▶ **WORK TO BE COMPLETED**
Give back only the lines in the records below from the one with "tedkalaw, line 3: can" to the one with "tedkalaw, line 36: can", both inclusive, word for word.

▶ **DATASET**
++++++
PR #779, opened 2020-10-07
Implements `requireAuthorizedTrustlines` on `IssuedCurrencyClient`

mvadari:

This PR adds the method `requireAuthorizedTrustlines` to the `IssuedCurrencyClient`, which enables Require Authorization on the specified account. This is achieved by submitting an AccountSet transaction with a set flag set to 2 (see https://xrpl.org/accountset.html#accountset-flags).

### Context of Change

Part of the IOU effort. 

### Type of Change

## Before / After

`requireAuthorizedTrustlines` exposed on `IssuedCurrencyClient`

## Test Plan

CI passes. Wrote unit tests for the function that has full codecov and passes.

### DIFF
--- a/src/XRP/issued-currency-client.ts
+++ b/src/XRP/issued-currency-client.ts
@@ -76,7 +76,10 @@ export default class IssuedCurrencyClient {
       wallet,
     )
 
-    return await this.coreXrplClient.getTransactionResult(transactionHash)
+    return await this.coreXrplClient.getFinalTransactionResultAsync(
+      transactionHash,
+      wallet,
+    )
   }
 
   public shutUpCompiler(): void {
--- a/src/XRP/issued-currency-client.ts
+++ b/src/XRP/issued-currency-client.ts
@@ -57,7 +57,7 @@ export default class IssuedCurrencyClient {
    *
    * @param wallet The wallet associated with the XRPL account enabling Require Authorization and that will sign the request.
    * @returns A promise which resolves to a TransactionResult object that contains the hash of the submitted AccountSet transaction,
-   *          the preliminary status, and whether the transaction has been included in a validated ledger yet.
+   *          the final status, and whether the transaction was included in a validated ledger.
    */
   public async requireAuthorizedTrustlines(
     wallet: Wallet,
--- a/src/XRP/issued-currency-client.ts
+++ b/src/XRP/issued-currency-client.ts
@@ -56,8 +56,7 @@ export default class IssuedCurrencyClient {
    * @see https://xrpl.org/become-an-xrp-ledger-gateway.html#require-auth
    *
    * @param wallet The wallet associated with the XRPL account enabling Require Authorization and that will sign the request.
-   * @returns A promise which resolves to a TransactionResult object that contains the hash of the submitted AccountSet transaction,
-   *          the final status, and whether the transaction was included in a validated ledger.
+   * @returns A promise which resolves to a TransactionResult object that represents the result of this transaction.
    */
   public async requireAuthorizedTrustlines(
     wallet: Wallet,
--- a/src/XRP/issued-currency-client.ts
+++ b/src/XRP/issued-currency-client.ts
@@ -44,7 +44,7 @@ export default class IssuedCurrencyClient {
    * @param network The network this IssuedCurrencyClient is connecting to.
    */
   public constructor(
-    private readonly networkClient: XrpNetworkClient,
+    networkClient: XrpNetworkClient,
     readonly network: XrplNetwork,
   ) {
     this.coreXrplClient = new CoreXrplClient(networkClient, network)
@@ -80,9 +80,5 @@ export default class IssuedCurrencyClient {
       transactionHash,
       wallet,
     )
-  }
-
-  public shutUpCompiler(): void {
-    console.log(this.networkClient)
   }
 }
--- a/src/XRP/issued-currency-client.ts
+++ b/src/XRP/issued-currency-client.ts
@@ -84,6 +84,5 @@ export default class IssuedCurrencyClient {
 
   public shutUpCompiler(): void {
     console.log(this.networkClient)
-    console.log(this.coreXrplClient)
   }
 }
--- a/src/XRP/issued-currency-client.ts
+++ b/src/XRP/issued-currency-client.ts
@@ -1,0 +1,53 @@
+import { XrplNetwork } from 'xpring-common-js'
+import GrpcNetworkClient from './network-clients/grpc-xrp-network-client'
+import GrpcNetworkClientWeb from './network-clients/grpc-xrp-network-client.web'
+import { XrpNetworkClient } from './network-clients/xrp-network-client'
+import isNode from '../Common/utils'
+import CoreXrplClient from './core-xrpl-client'
+
+/**
+ * IssuedCurrencyClient is a client for working with Issued Currencies on the XRPL.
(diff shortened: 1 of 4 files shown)


src/XRP/issued-currency-client.ts
```diff
@@ -0,0 +1,88 @@
...
+  /**
+   * Create a new IssuedCurrencyClient with a custom network client implementation.
+   *
+   * In general, clients should prefer to call `issuedCurrencyClientWithEndpoint`. This constructor is provided to improve testability of this class.
+   *
+   * @param networkClient A network client which will manage remote RPCs to Rippled.
+   * @param network The network this IssuedCurrencyClient is connecting to.
+   */
+  public constructor(
+    private readonly networkClient: XrpNetworkClient,
```
amiecorso, line 47:
```suggestion
    networkClient: XrpNetworkClient,
```

amiecorso: I realized that, at least for the moment, we don't actually need direct access to the gRPC network client in this class - we just need it to feed to the `CoreXrplClient` constructor.. so by removing it as an instance variable we can get rid of everything related to shutUpCompiler.

src/XRP/issued-currency-client.ts
```diff
@@ -0,0 +1,88 @@
...
+  }
+
+  /**
+   * Enable Require Authorization for this XRPL account.
+   *
+   * @see https://xrpl.org/become-an-xrp-ledger-gateway.html#require-auth
+   *
+   * @param wallet The wallet associated with the XRPL account enabling Require Authorization and that will sign the request.
+   * @returns A promise which resolves to a TransactionResult object that contains the hash of the submitted AccountSet transaction,
+   *          the preliminary status, and whether the transaction has been included in a validated ledger yet.
```
amiecorso, line 60:
```suggestion
   *          the final status, and whether the transaction was included in a validated ledger.
```

test/XRP/issued-currency-client.test.ts
```diff
@@ -0,0 +1,73 @@
...
+    )
+
+    // WHEN the compiler is told to shut up THEN everything is fine.
+    issuedCurrencyClient.shutUpCompiler()
+  })
+  it('Enable Deposit Auth - successful response', async function (): Promise<
+    void
+  > {
+    // GIVEN a IssuedCurrencyClient with mocked networking that will return a successful hash for submitTransaction
+    const xrpClient = new IssuedCurrencyClient(
```
amiecorso, line 32:
```suggestion
    const issuedCurrencyClient = new IssuedCurrencyClient(
```

amiecorso: just to keep everything straight

test/XRP/issued-currency-client.test.ts
```diff
@@ -0,0 +1,73 @@
...
+      fakeSucceedingNetworkClient,
+      XrplNetwork.Test,
+    )
+
+    const wallet = (await walletFactory.generateRandomWallet())!.wallet
```
amiecorso, line 37: In the unit tests, this is something that we can perform once in a `beforeAll` method since the generated account won't actually be manipulated in any way.

test/XRP/issued-currency-client.test.ts
```diff
@@ -0,0 +1,73 @@
...
+    // GIVEN an IssuedCurrencyClient.
+    const issuedCurrencyClient = new IssuedCurrencyClient(
+      fakeSucceedingNetworkClient,
+      XrplNetwork.Test,
+    )
+
+    // WHEN the compiler is told to shut up THEN everything is fine.
+    issuedCurrencyClient.shutUpCompiler()
+  })
+  it('Enable Deposit Auth - successful response', async function (): Promise<
```
amiecorso, line 28:
```suggestion
  it('requireAuthorizedTrustlines - successful response', async function (): Promise<
```

test/XRP/issued-currency-client.test.ts
```diff
@@ -0,0 +1,73 @@
...
+    // THEN a transaction hash exists and is the expected hash
+    const expectedTransactionHash = Utils.toHex(
+      FakeXRPNetworkClientResponses.defaultSubmitTransactionResponse().getHash_asU8(),
+    )
+
+    assert.exists(transactionHash)
+    assert.strictEqual(transactionHash, expectedTransactionHash)
+  })
+
+  it('Enable Deposit Auth - submission failure', async function (): Promise<
```
amiecorso, line 52:
```suggestion
  it('requireAuthorizedTrustlines - submission failure', async function (): Promise<
```

test/XRP/issued-currency-client.test.ts
amiecorso: Not sure if we want to call this "`Require Authorized Trust Lines`" the way Keefer styled the `DefaultXrpClient` tests... or reflect the method name directly like I've done here... ?  the method name directly always made more sense to me.

test/XRP/issued-currency-client.test.ts
```diff
@@ -0,0 +1,73 @@
...
+    void
+  > {
+    // GIVEN a IssuedCurrencyClient which will fail to submit a transaction.
```
amiecorso, line 55:
```suggestion
    // GIVEN an IssuedCurrencyClient which will fail to submit a transaction.
```

amiecorso: I'm weird about this because otherwise we sound so dumb in the mind's ear

test/XRP/issued-currency-client.test.ts
```diff
@@ -0,0 +1,73 @@
...
+      XrplNetwork.Test,
+    )
+
+    // WHEN the compiler is told to shut up THEN everything is fine.
+    issuedCurrencyClient.shutUpCompiler()
+  })
+  it('Enable Deposit Auth - successful response', async function (): Promise<
+    void
+  > {
+    // GIVEN a IssuedCurrencyClient with mocked networking that will return a successful hash for submitTransaction
```
amiecorso, line 31:
```suggestion
    // GIVEN an IssuedCurrencyClient with mocked networking that will return a successful hash for submitTransaction
```

amiecorso (changes requested):
This is off to a great start - some comments, mostly minor.  The other piece of this will be to write some integration tests as well...  Since we haven't decided exactly how we're going to structure our top-level clients, we can start by just creating an integration test file called `issued-currency-client-integration.test.ts` and creating some integration tests along the lines of what's in `xrp-client-integration.test.ts`.  Take a look at what's done for `enableDepositAuth` -- the integration test will basically involve making the real request to testnet, and then querying the account for it's account info and checking that the correct flag has actually been set.

src/XRP/issued-currency-client.ts
mvadari: oh lit

tedkalaw (approved):
nice!

src/XRP/shared/account-root-flags.ts
```diff
@@ -10,7 +10,15 @@
  * @see https://xrpl.org/accountroot.html#accountroot-flags
  */
 class AccountRootFlags {
-  static LSF_DEPOSIT_AUTH = 1 << 24
+  static LSF_DEPOSIT_AUTH = 1 << 24 // 0x01000000, 16777216
```
amiecorso, line 13: nice thanks for adding all

amiecorso (approved):
Looks great! nice job on the integration test

PR #780, opened 2020-10-07
Creates a new `JsonRpcNetworkClient`

amiecorso:
This PR creates a new network client for use with the rippled JSON RPC. 

Check out my comment below please.

### Context of Change
While the original vision for the SDK was to use gRPC for all networking needs, there is missing functionality from the current gRPC implementation, and it's likely that this functionality will never be added / gRPC may be deprecated at some point.  We can use this JSON client to hit the JSON RPC directly for needs we may have that aren't available in gRPC, such as `account_lines` and `gateway_balances` in the context of Issued Currencies.

### Type of Change

## Test Plan
This client will be put through its paces in subsequent PRs that use it to make real network requests.

### DIFF
--- a/src/XRP/network-clients/json-rpc-network-client.ts
+++ b/src/XRP/network-clients/json-rpc-network-client.ts
@@ -19,12 +19,12 @@ export default class JsonRpcNetworkClient {
   }
 
   public async submitRequest(
-    requestObject: JsonRequest,
+    jsonRequest: JsonRequest,
   ): Promise<AxiosResponse<unknown>> {
     const requestOptions: AxiosRequestConfig = {
       url: '/',
       method: 'post',
-      data: requestObject,
+      data: jsonRequest,
       headers: { 'Content-Type': 'application/json' },
     }
     return await this.axiosInstance.request(requestOptions)
--- a/src/XRP/network-clients/json-rpc-network-client.ts
+++ b/src/XRP/network-clients/json-rpc-network-client.ts
@@ -12,12 +12,25 @@ interface JsonRequest {
 export default class JsonRpcNetworkClient {
   private readonly axiosInstance: AxiosInstance
 
+  /**
+   * Create a new JsonRpcNetworkClient.
+   *
+   * @param jsonUrl The URL of the rippled node to query.
+   * @see https://xrpl.org/get-started-with-the-rippled-api.html
+   */
   public constructor(jsonUrl: string) {
     this.axiosInstance = axios.create({
       baseURL: jsonUrl,
     })
   }
 
+  /**
+   * Submit a JSON request to the rippled server.
+   *
+   * @param jsonRequest A JSON object specifying the method and params of the request.
+   * @see https://xrpl.org/request-formatting.html#json-rpc-format
+   * @returns The response from the rippled server.
+   */
   public async submitRequest(
     jsonRequest: JsonRequest,
   ): Promise<AxiosResponse<unknown>> {
--- a/src/XRP/network-clients/json-rpc-network-client.ts
+++ b/src/XRP/network-clients/json-rpc-network-client.ts
@@ -1,0 +1,32 @@
+import axios, { AxiosInstance, AxiosRequestConfig, AxiosResponse } from 'axios'
+
+interface JsonRequest {
+  method: string
+  params: unknown
+}
+
+/**
+ * A network client for interacting with the rippled JSON RPC.
+ * @see https://xrpl.org/rippled-api.html
+ */
+export default class JsonRpcNetworkClient {
+  private readonly axiosInstance: AxiosInstance
+
+  public constructor(jsonUrl: string) {
+    this.axiosInstance = axios.create({
+      baseURL: jsonUrl,
+    })
+  }
+
+  public async submitRequest(
+    requestObject: JsonRequest,
+  ): Promise<AxiosResponse<unknown>> {
+    const requestOptions: AxiosRequestConfig = {
+      url: '/',
+      method: 'post',
+      data: requestObject,
+      headers: { 'Content-Type': 'application/json' },
+    }
+    return await this.axiosInstance.request(requestOptions)
+  }
+}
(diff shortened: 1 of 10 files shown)


amiecorso:
Is security a thing we need to do anything about?
Are my `unknown` types ok? 
Do we want to create a network client pyramid using interfaces or whatever where our ledger clients just have to have ONE network client, which in turn has several network clients, thus abstracting that fact away?  Or does it not matter because 1) the implementations of our ledger clients are private anyway so it doesn't really matter if they have more than one network client (which would only be true for `IssuedCurrencyClient` anyway) and 2) we will still have to provide the option for input of two different URLs upon instantiation of a top-level client in the SDK because gRPC and JSON RPC use different ports so...

src/XRP/network-clients/json-rpc-network-client.ts
```diff
@@ -0,0 +1,45 @@
+import axios, { AxiosInstance, AxiosRequestConfig, AxiosResponse } from 'axios'
+
+interface JsonRequest {
```
tedkalaw, line 3: can you doc this? a more descriptive name may also be helpful here (`JsonRequest` is a fairly common action on the interwebz)

src/XRP/network-clients/json-rpc-network-client.ts
```diff
@@ -0,0 +1,45 @@
...
+  method: string
```
tedkalaw, line 4: is this method different from REST methods? ie, is this an `rpcMethod` or some such?

src/XRP/network-clients/json-rpc-network-client.ts
```diff
@@ -0,0 +1,45 @@
...
+  params: unknown
```
tedkalaw, line 5: per your q, this is reasonable to me for now - eventually you could imagine a world where we have types that extend this one. would need to know more about the problem to opine on it though. 

my suspicion is this is either going to be some sort of interesting union type or JsonRequest is going to be a generic

src/XRP/network-clients/json-rpc-network-client.ts
```diff
@@ -0,0 +1,45 @@
...
+  /**
+   * Submit a JSON request to the rippled server.
+   *
+   * @param jsonRequest A JSON object specifying the method and params of the request.
+   * @see https://xrpl.org/request-formatting.html#json-rpc-format
+   * @returns The response from the rippled server.
+   */
+  public async submitRequest(
+    jsonRequest: JsonRequest,
+  ): Promise<AxiosResponse<unknown>> {
```
tedkalaw, line 36: can we abstract away `AxiosResponse`? this is leaking details about the underlying implementation, as the caller would have to know about `axios` to consume what this function returns

if you wanted to maintain an abstraction but still have flexibility for later, it may be helpful to do

```
type JsonRpcResponse<T> = AxiosResponse<T>
```

and then use `JsonRpcResponse` (or, ideally, a better name probably lol) instead of `AxiosResponse`

src/XRP/network-clients/json-rpc-network-client.ts
```diff
@@ -0,0 +1,45 @@
...
+export default class JsonRpcNetworkClient {
+  private readonly axiosInstance: AxiosInstance
+
+  /**
+   * Create a new JsonRpcNetworkClient.
+   *
+   * @param jsonUrl The URL of the rippled node to query.
+   * @see https://xrpl.org/get-started-with-the-rippled-api.html
+   */
+  public constructor(jsonUrl: string) {
```
tedkalaw, line 21: this constructor seems ok. the only thing that gives me pause here is we lose DI and will need to use `nock` for testing...we may want to revisit this later

src/XRP/network-clients/json-rpc-network-client.ts
```diff
@@ -0,0 +1,45 @@
...
+   */
+  public async submitRequest(
+    jsonRequest: JsonRequest,
+  ): Promise<AxiosResponse<unknown>> {
+    const requestOptions: AxiosRequestConfig = {
+      url: '/',
+      method: 'post',
+      data: jsonRequest,
+      headers: { 'Content-Type': 'application/json' },
+    }
```
tedkalaw, line 42: you can just inline this object imho

mvadari (approved):

src/XRP/network-clients/json-rpc-network-client.ts
amiecorso: yep, in subsequent PR I move this to another file with additional JSON interface definitions. doc'ed and renamed here for now

src/XRP/network-clients/json-rpc-network-client.ts
amiecorso: yeah, this field is where you specify which rpc command you're invoking.  it needs to be called `method` because that's what rippled is expecting

src/XRP/network-clients/json-rpc-network-client.ts
amiecorso: yeah so I kinda realized this blurred boundary and in a subsequent PR, make it such that the `JsonRpcNetworkClient` will actually have a method for each specific RPC, much like the current gRPC-based network client does now (which is also super helpful for DI testing).  Therefore the `AxiosResponse` stays within the network client class and will just returns a JSON object that conforms to some expected type.

src/XRP/network-clients/json-rpc-network-client.ts
amiecorso: yeah so related to my response to your comment one above - instead of DI, the unit testing uses fake network clients that can be directly injected into the ledger clients.  So adding methods to this network client for each RPC will make that possible.

src/XRP/network-clients/json-rpc-network-client.ts
amiecorso: style points wherever I can get 'em

tedkalaw (approved):
ok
++++++
▶ **TASK ANSWER**
tedkalaw, line 3: can you doc this? a more descriptive name may also be helpful here (`JsonRequest` is a fairly common action on the interwebz)

src/XRP/network-clients/json-rpc-network-client.ts
```diff
@@ -0,0 +1,45 @@
...
+  method: string
```
tedkalaw, line 4: is this method different from REST methods? ie, is this an `rpcMethod` or some such?

src/XRP/network-clients/json-rpc-network-client.ts
```diff
@@ -0,0 +1,45 @@
...
+  params: unknown
```
tedkalaw, line 5: per your q, this is reasonable to me for now - eventually you could imagine a world where we have types that extend this one. would need to know more about the problem to opine on it though. 

my suspicion is this is either going to be some sort of interesting union type or JsonRequest is going to be a generic

src/XRP/network-clients/json-rpc-network-client.ts
```diff
@@ -0,0 +1,45 @@
...
+  /**
+   * Submit a JSON request to the rippled server.
+   *
+   * @param jsonRequest A JSON object specifying the method and params of the request.
+   * @see https://xrpl.org/request-formatting.html#json-rpc-format
+   * @returns The response from the rippled server.
+   */
+  public async submitRequest(
+    jsonRequest: JsonRequest,
+  ): Promise<AxiosResponse<unknown>> {
```
tedkalaw, line 36: can we abstract away `AxiosResponse`? this is leaking details about the underlying implementation, as the caller would have to know about `axios` to consume what this function returns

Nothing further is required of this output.